* _To do_
Could you copy every line from the material below in which "projects" appears?

* _Provided material_
···

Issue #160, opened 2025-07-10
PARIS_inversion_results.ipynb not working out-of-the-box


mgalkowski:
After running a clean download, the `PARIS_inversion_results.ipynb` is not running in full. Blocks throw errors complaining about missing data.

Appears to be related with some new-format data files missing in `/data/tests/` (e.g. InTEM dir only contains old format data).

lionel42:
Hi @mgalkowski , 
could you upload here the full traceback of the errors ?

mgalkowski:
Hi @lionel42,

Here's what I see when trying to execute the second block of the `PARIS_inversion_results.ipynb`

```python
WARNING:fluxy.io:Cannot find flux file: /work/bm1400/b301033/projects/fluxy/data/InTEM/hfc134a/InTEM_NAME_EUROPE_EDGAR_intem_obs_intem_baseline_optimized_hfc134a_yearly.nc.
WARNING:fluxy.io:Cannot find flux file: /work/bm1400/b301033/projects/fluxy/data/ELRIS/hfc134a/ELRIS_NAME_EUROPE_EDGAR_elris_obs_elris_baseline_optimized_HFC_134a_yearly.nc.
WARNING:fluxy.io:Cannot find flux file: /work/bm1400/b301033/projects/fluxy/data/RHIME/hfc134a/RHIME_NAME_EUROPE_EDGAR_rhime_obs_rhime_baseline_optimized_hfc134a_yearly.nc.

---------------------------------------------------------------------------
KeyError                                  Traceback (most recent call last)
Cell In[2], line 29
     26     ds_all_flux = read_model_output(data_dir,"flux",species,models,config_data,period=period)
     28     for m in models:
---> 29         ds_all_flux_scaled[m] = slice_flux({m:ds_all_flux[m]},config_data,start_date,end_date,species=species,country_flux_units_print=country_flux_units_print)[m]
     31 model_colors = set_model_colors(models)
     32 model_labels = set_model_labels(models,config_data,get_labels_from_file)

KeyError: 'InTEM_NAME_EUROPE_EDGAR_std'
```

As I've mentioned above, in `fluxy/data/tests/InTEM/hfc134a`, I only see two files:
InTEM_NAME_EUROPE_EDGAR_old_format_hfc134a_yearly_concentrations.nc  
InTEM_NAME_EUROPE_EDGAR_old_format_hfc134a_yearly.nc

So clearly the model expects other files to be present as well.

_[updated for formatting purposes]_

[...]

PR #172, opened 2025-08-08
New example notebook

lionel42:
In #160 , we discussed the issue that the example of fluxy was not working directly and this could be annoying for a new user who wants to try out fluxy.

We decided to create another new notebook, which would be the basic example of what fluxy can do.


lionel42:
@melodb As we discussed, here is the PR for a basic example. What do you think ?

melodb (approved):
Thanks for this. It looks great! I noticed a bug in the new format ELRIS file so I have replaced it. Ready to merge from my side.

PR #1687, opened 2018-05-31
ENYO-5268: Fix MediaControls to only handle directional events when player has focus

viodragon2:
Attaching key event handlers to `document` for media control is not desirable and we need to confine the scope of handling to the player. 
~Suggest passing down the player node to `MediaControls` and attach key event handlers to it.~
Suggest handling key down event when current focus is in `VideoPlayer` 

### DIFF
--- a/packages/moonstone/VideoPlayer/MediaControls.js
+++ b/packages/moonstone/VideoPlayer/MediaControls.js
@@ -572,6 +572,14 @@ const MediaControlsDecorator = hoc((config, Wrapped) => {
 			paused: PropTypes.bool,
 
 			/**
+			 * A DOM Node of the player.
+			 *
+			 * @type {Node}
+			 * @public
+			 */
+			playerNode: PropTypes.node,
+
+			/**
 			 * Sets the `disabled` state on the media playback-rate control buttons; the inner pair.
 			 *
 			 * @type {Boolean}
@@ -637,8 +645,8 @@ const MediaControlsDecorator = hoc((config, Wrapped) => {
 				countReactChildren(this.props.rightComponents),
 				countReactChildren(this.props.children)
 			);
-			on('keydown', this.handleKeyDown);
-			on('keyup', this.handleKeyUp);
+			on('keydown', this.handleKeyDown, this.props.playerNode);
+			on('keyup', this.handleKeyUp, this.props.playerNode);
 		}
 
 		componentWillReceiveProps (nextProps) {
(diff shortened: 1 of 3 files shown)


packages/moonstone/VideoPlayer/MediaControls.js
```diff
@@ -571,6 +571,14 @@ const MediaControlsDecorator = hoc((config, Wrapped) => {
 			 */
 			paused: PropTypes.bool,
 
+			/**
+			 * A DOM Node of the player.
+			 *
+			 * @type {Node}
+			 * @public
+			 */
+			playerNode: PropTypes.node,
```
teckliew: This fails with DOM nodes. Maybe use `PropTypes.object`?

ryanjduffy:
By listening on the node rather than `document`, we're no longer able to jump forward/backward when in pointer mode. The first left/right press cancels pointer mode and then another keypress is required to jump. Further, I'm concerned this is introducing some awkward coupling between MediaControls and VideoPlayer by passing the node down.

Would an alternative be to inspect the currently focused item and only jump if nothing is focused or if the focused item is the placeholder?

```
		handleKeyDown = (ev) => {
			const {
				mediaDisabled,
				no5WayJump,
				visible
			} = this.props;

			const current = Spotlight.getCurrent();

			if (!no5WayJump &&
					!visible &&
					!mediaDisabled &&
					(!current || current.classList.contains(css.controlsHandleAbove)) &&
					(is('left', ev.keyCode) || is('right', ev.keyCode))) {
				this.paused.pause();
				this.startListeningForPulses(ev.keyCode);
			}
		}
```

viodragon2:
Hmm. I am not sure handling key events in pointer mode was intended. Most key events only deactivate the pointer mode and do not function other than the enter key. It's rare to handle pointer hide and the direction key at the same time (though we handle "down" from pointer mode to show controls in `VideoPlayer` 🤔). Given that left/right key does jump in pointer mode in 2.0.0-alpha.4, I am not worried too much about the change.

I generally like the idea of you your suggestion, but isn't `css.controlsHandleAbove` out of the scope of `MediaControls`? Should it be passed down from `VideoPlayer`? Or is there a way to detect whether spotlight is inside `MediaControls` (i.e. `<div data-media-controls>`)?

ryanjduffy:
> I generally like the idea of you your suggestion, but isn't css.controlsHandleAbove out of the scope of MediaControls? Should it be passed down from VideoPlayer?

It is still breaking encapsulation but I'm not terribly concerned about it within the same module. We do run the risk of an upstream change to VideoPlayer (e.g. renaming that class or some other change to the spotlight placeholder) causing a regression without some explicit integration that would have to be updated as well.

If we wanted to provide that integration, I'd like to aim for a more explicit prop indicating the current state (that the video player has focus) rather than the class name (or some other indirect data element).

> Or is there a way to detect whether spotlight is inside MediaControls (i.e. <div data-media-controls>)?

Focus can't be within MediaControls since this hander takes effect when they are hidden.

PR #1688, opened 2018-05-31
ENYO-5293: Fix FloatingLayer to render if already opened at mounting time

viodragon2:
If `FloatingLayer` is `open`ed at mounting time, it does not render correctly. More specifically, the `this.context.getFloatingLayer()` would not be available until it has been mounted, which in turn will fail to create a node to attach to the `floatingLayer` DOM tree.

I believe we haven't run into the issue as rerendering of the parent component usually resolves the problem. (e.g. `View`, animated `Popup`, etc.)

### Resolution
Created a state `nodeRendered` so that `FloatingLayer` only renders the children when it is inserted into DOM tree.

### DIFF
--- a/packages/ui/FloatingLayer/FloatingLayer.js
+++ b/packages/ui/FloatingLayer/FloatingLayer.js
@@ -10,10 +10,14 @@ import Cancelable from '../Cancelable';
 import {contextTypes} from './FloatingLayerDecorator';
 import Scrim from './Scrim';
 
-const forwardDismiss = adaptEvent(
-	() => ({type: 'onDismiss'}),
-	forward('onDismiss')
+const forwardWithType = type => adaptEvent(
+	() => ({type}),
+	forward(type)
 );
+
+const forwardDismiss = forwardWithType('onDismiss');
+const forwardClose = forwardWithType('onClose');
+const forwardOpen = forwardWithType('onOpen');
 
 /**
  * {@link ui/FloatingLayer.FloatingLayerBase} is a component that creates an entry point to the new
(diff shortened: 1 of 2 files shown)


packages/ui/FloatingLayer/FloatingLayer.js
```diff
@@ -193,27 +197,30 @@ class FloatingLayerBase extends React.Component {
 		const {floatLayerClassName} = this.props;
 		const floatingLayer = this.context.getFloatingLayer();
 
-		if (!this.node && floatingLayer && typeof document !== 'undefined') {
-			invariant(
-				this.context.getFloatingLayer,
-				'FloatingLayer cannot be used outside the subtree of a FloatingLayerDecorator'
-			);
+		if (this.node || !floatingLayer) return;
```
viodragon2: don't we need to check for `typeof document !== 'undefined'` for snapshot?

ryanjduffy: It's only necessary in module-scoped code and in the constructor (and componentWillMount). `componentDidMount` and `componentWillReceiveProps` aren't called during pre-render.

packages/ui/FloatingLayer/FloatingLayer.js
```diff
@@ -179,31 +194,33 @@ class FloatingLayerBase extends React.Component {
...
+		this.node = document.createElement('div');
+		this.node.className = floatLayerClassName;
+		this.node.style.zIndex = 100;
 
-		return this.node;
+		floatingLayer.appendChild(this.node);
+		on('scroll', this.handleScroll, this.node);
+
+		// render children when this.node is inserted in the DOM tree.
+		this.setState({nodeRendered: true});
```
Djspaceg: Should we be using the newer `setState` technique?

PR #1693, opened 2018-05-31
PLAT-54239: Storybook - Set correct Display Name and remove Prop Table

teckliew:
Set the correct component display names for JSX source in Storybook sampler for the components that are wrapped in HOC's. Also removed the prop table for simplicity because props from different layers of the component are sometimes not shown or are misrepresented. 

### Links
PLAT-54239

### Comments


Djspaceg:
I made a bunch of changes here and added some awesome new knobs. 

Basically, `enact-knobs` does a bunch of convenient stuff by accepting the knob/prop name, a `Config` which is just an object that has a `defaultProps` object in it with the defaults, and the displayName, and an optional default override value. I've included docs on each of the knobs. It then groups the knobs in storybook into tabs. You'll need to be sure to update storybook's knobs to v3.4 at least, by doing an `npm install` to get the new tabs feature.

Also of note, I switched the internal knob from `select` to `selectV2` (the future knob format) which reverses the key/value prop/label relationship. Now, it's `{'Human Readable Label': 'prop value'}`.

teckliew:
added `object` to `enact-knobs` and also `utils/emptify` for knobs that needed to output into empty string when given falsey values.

···

* _Completed exercise_
WARNING:fluxy.io:Cannot find flux file: /work/bm1400/b301033/projects/fluxy/data/InTEM/hfc134a/InTEM_NAME_EUROPE_EDGAR_intem_obs_intem_baseline_optimized_hfc134a_yearly.nc.
WARNING:fluxy.io:Cannot find flux file: /work/bm1400/b301033/projects/fluxy/data/ELRIS/hfc134a/ELRIS_NAME_EUROPE_EDGAR_elris_obs_elris_baseline_optimized_HFC_134a_yearly.nc.
WARNING:fluxy.io:Cannot find flux file: /work/bm1400/b301033/projects/fluxy/data/RHIME/hfc134a/RHIME_NAME_EUROPE_EDGAR_rhime_obs_rhime_baseline_optimized_hfc134a_yearly.nc.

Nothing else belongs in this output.